- What is needed:
Set out exactly every line of the entries below, starting at the line that holds "scottsand-db, line 31: btw" and stopping after the line that holds "scottsand-db: I wonder: Can".

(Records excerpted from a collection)
----
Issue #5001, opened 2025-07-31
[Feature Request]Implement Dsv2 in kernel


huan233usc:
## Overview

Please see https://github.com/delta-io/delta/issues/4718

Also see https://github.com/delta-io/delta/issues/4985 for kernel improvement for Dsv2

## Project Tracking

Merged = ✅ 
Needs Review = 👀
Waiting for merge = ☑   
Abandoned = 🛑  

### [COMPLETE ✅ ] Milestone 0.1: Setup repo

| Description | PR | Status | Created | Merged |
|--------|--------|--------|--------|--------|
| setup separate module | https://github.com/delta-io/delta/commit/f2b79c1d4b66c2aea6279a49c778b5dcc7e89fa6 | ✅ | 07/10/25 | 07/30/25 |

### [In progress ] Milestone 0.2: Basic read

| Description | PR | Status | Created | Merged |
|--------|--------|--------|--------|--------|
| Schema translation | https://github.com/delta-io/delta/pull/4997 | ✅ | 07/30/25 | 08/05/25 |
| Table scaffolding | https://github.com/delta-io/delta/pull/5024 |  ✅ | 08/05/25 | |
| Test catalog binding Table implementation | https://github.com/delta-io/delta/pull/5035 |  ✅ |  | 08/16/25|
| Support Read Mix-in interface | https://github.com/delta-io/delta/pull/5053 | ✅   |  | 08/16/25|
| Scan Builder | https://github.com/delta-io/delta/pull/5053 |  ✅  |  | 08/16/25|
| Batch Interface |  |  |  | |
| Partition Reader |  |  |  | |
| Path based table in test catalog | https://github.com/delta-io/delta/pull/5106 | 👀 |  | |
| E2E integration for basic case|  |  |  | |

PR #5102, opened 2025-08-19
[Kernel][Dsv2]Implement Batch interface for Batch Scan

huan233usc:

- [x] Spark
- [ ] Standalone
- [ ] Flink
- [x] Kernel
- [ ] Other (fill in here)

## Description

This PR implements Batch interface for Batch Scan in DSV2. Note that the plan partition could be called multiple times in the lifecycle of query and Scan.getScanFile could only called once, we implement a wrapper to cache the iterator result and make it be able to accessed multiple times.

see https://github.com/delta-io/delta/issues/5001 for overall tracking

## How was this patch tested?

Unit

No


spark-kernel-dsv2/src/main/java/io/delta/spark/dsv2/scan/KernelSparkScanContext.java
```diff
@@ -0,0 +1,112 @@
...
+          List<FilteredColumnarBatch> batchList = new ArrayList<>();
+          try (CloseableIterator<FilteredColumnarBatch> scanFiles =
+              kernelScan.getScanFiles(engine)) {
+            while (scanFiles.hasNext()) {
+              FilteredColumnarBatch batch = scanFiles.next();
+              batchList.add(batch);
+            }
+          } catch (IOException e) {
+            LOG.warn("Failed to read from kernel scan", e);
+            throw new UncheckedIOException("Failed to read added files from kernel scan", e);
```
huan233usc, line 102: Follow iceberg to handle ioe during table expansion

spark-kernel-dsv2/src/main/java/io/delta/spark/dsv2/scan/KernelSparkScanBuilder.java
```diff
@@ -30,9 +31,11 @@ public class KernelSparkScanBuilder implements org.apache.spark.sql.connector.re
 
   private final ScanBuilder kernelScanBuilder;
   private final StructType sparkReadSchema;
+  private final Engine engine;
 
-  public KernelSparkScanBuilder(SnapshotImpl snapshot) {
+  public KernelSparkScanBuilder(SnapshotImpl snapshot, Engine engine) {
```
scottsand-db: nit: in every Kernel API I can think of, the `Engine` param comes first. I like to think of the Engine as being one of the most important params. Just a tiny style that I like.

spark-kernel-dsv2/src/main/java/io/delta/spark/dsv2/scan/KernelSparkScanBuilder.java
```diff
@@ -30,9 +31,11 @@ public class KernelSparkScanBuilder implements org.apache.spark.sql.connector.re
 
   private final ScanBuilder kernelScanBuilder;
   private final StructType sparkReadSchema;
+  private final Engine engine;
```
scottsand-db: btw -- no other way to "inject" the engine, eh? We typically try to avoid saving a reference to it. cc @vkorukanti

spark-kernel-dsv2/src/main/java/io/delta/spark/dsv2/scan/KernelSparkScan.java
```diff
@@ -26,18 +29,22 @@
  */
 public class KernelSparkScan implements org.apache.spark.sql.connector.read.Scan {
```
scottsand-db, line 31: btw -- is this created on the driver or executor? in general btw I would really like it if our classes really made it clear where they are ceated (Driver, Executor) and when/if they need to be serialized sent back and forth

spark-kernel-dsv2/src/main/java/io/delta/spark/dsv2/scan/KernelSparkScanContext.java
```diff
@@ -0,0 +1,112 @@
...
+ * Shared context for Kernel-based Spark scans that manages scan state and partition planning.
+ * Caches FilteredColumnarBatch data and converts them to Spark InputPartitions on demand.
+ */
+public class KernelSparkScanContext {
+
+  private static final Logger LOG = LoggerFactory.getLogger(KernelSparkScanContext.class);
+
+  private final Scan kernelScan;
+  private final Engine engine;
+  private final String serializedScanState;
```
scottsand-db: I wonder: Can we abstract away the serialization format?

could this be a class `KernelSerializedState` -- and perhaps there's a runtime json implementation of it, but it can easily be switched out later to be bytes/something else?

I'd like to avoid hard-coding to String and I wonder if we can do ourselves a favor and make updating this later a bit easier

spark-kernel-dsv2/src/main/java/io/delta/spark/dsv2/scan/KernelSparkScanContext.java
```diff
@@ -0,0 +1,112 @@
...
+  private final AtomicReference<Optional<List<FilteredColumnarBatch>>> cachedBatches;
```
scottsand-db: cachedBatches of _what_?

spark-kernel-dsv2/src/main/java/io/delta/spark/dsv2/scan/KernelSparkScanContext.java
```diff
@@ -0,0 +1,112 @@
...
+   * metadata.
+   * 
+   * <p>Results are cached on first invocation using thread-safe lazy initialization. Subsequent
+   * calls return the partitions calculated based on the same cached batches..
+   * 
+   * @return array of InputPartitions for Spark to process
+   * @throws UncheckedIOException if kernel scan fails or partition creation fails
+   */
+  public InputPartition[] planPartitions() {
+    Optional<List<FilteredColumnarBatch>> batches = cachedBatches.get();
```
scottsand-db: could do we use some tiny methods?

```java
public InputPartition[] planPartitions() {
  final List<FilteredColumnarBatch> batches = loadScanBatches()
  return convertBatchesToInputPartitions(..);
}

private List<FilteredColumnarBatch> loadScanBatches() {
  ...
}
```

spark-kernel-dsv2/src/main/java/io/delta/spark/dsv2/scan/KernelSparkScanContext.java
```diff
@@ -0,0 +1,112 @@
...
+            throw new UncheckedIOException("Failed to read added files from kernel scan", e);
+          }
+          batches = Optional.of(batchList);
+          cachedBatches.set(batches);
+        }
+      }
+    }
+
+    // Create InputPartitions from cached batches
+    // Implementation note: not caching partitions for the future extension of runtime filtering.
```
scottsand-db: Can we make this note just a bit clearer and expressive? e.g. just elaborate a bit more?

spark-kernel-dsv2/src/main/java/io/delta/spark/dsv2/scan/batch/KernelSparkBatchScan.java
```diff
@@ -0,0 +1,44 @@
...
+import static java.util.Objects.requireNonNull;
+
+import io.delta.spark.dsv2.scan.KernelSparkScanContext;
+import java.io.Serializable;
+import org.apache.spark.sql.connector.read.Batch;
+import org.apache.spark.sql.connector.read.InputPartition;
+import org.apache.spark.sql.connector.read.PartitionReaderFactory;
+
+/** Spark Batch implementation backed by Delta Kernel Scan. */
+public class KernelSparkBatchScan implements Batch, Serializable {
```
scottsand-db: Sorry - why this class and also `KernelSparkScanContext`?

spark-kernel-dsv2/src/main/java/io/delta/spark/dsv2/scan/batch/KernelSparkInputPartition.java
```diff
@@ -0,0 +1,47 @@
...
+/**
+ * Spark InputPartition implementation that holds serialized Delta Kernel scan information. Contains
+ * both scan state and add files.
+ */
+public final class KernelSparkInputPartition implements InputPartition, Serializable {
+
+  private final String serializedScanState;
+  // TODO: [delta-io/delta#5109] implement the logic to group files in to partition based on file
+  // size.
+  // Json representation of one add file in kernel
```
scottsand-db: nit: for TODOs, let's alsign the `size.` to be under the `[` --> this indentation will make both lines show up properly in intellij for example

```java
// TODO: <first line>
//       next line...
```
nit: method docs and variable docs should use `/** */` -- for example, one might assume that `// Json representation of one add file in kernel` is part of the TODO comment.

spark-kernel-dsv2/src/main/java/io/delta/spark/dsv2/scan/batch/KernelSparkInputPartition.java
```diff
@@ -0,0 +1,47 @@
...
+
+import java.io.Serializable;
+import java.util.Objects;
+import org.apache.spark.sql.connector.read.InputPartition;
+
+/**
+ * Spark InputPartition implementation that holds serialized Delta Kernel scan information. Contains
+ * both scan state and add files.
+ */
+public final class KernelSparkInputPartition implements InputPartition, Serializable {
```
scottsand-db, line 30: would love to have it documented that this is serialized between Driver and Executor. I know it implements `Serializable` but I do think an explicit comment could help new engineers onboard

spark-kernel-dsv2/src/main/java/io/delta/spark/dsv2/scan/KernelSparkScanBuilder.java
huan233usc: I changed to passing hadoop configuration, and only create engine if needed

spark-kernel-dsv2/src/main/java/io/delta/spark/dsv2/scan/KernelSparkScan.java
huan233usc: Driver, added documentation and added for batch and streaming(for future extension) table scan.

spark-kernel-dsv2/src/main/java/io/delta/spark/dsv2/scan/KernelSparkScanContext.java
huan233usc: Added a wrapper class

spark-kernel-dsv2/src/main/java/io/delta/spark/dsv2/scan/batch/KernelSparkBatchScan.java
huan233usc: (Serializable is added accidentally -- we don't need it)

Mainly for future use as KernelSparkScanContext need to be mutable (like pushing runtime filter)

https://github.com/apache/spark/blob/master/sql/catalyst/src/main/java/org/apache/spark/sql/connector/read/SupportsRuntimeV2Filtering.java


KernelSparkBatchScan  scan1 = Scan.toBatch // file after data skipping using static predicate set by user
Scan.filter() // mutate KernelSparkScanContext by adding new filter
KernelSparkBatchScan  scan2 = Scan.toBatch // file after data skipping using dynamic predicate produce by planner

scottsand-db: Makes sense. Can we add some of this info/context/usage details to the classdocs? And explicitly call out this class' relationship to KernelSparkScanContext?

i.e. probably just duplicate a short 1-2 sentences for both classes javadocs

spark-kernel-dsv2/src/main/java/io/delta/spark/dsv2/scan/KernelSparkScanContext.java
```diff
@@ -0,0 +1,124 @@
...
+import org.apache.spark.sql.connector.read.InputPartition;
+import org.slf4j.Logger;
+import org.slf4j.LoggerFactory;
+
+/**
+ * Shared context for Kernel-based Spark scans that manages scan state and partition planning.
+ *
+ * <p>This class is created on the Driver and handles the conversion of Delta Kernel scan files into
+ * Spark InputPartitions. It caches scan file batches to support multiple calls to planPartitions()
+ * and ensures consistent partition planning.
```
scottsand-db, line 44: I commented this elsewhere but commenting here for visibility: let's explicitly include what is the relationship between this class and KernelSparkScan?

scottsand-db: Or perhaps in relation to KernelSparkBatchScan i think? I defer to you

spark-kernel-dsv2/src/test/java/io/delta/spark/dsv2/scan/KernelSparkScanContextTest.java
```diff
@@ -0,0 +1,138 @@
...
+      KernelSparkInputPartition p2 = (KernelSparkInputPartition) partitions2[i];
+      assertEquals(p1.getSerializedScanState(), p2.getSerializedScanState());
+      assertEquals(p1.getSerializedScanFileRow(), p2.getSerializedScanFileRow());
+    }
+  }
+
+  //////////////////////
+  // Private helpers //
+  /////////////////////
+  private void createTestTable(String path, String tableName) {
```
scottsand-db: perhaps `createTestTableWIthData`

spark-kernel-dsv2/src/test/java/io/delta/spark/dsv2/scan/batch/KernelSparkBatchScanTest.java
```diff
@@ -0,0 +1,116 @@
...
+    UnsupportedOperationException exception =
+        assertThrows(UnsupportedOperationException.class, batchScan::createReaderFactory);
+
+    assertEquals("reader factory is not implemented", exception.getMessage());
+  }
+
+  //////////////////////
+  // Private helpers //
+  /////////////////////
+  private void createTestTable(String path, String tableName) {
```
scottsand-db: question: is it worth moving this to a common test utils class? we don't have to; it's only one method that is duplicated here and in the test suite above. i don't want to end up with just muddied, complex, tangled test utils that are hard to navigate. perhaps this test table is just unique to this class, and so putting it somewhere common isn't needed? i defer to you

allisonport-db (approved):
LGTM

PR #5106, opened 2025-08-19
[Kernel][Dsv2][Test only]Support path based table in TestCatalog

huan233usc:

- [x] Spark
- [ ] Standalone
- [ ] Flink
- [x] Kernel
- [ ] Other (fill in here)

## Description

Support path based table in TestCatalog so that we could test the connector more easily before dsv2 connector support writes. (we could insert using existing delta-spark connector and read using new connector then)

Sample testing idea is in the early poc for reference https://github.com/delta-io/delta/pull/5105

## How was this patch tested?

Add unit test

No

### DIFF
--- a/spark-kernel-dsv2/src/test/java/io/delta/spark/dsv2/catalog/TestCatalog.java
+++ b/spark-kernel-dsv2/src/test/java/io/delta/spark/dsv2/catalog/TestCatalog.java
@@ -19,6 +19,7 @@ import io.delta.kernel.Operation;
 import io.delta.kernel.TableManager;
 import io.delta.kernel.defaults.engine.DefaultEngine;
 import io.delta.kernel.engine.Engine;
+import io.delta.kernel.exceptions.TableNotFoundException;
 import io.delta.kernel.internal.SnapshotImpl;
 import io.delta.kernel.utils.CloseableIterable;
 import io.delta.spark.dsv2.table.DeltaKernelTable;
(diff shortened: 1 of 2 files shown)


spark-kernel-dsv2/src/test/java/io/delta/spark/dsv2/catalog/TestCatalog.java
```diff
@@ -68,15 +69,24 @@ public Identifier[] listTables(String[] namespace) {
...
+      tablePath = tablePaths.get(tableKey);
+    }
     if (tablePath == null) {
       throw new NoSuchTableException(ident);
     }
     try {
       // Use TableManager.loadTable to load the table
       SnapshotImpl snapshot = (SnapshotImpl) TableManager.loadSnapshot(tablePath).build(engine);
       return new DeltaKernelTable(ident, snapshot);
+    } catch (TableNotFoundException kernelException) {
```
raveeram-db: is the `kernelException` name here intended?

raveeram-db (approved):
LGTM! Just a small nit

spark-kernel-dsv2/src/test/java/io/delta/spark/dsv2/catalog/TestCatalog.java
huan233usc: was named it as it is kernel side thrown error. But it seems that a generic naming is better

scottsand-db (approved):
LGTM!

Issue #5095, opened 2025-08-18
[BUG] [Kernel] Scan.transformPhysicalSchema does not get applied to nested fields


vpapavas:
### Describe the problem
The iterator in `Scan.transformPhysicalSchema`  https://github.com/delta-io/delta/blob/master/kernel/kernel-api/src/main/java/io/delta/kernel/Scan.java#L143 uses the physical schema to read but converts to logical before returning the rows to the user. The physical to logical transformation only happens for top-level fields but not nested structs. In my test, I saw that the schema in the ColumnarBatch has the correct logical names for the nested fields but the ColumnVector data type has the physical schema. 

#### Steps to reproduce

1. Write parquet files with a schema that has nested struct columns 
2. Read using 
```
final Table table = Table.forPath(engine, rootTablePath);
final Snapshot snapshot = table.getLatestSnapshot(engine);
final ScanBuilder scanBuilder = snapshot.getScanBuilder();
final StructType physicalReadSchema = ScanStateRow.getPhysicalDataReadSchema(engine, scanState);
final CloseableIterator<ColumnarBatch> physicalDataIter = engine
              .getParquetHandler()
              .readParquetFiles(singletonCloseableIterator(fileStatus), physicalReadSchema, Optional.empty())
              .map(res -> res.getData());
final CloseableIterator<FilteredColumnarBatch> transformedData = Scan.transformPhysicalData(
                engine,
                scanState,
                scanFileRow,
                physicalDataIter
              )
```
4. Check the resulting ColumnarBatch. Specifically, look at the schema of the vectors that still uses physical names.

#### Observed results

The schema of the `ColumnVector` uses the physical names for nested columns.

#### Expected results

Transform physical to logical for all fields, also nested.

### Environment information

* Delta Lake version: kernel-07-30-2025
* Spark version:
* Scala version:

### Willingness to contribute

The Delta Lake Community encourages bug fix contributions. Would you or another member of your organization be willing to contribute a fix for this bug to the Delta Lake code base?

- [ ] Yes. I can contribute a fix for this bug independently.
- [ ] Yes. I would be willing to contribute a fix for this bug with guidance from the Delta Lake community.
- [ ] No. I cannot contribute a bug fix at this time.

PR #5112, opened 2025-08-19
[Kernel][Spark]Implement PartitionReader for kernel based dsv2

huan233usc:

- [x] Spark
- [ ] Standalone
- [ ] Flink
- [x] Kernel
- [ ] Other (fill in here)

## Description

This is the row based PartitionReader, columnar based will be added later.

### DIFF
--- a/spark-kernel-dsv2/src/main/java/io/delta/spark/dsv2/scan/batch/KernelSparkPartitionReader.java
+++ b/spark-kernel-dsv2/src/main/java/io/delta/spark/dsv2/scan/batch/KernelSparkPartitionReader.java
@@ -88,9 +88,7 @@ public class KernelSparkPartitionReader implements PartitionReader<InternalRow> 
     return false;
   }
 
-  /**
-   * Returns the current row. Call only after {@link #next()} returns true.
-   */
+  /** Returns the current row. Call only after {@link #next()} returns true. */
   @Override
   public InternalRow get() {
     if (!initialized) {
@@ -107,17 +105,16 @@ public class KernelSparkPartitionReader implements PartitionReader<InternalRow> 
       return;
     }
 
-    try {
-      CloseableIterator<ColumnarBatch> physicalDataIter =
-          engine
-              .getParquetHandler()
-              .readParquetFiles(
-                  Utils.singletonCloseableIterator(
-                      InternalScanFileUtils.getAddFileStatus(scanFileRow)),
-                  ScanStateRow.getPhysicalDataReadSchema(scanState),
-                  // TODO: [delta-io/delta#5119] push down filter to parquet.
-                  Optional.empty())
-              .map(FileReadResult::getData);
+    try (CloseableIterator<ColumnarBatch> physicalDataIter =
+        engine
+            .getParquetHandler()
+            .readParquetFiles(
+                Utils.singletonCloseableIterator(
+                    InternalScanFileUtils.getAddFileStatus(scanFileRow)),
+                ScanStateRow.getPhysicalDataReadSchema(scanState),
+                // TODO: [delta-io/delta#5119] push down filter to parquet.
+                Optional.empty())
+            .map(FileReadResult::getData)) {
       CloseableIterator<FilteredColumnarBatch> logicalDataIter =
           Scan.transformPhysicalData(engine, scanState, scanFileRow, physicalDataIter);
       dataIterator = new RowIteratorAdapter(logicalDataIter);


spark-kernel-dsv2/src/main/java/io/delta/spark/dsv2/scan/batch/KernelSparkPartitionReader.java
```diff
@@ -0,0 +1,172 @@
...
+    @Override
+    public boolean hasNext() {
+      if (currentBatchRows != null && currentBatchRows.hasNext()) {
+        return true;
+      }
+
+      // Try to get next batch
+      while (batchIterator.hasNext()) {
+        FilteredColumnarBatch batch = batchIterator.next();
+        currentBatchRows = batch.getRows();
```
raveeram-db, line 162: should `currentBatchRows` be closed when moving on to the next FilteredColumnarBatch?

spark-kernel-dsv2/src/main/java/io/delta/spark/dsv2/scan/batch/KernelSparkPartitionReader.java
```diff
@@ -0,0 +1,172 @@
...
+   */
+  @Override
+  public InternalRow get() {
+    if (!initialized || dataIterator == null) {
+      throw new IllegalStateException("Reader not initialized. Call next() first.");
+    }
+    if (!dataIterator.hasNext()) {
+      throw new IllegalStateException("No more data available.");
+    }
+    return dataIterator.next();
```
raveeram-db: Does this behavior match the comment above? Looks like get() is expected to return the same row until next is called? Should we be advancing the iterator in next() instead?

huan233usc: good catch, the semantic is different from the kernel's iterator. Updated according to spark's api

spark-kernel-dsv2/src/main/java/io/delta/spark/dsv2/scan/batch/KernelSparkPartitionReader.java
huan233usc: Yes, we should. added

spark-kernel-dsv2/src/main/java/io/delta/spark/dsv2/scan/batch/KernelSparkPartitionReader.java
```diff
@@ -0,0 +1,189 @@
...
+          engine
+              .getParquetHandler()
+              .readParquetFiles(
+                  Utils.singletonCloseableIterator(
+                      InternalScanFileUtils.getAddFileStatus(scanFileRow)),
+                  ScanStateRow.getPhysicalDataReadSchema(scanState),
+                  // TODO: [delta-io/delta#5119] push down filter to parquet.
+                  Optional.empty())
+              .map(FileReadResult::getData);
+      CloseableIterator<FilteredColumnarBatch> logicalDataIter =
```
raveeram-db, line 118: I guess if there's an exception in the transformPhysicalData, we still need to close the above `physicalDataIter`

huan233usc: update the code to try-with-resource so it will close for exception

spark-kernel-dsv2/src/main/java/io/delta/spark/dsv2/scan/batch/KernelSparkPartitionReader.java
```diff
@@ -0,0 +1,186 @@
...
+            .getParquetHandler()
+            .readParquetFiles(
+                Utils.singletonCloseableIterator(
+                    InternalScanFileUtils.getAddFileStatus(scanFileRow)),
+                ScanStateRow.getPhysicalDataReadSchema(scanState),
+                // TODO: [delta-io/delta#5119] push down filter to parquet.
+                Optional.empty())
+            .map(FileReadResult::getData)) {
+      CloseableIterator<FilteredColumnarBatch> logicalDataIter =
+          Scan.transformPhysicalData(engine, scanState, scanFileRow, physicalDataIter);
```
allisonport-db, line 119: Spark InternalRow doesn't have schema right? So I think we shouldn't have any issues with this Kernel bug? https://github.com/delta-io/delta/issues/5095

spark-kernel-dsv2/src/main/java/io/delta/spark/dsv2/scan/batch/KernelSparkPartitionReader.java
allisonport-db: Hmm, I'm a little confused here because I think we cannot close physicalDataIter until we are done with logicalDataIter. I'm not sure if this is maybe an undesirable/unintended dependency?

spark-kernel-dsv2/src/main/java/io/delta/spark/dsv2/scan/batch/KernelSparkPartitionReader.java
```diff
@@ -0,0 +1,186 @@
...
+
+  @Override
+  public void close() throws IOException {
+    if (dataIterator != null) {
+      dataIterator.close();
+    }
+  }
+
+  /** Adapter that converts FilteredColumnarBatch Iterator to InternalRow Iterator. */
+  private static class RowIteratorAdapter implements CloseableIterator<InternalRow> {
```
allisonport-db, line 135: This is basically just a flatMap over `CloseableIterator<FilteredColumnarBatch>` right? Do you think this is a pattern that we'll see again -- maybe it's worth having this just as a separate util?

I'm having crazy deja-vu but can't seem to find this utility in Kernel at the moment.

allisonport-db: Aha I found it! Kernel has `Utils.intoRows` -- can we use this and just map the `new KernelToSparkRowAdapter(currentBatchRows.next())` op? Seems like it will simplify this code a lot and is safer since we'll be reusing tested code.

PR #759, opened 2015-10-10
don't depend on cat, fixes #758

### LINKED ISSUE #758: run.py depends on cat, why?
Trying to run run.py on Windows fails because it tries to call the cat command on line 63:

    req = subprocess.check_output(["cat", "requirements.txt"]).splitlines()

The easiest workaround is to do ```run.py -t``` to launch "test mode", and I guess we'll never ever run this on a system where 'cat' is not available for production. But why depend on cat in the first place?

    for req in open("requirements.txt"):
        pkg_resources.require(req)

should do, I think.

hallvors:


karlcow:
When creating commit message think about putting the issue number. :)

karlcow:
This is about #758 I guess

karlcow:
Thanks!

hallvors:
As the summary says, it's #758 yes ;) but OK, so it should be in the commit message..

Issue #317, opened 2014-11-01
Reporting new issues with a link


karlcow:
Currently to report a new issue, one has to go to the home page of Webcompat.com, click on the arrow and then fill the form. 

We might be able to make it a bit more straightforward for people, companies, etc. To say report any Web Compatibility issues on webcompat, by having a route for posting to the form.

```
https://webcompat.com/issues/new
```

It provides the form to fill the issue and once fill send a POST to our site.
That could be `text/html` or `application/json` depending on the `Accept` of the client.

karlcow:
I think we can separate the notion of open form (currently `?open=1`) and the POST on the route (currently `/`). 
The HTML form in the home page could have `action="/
----
- Answer to this task:
scottsand-db, line 31: btw -- is this created on the driver or executor? in general btw I would really like it if our classes really made it clear where they are ceated (Driver, Executor) and when/if they need to be serialized sent back and forth

spark-kernel-dsv2/src/main/java/io/delta/spark/dsv2/scan/KernelSparkScanContext.java
```diff
@@ -0,0 +1,112 @@
...
+ * Shared context for Kernel-based Spark scans that manages scan state and partition planning.
+ * Caches FilteredColumnarBatch data and converts them to Spark InputPartitions on demand.
+ */
+public class KernelSparkScanContext {
+
+  private static final Logger LOG = LoggerFactory.getLogger(KernelSparkScanContext.class);
+
+  private final Scan kernelScan;
+  private final Engine engine;
+  private final String serializedScanState;
```
scottsand-db: I wonder: Can we abstract away the serialization format?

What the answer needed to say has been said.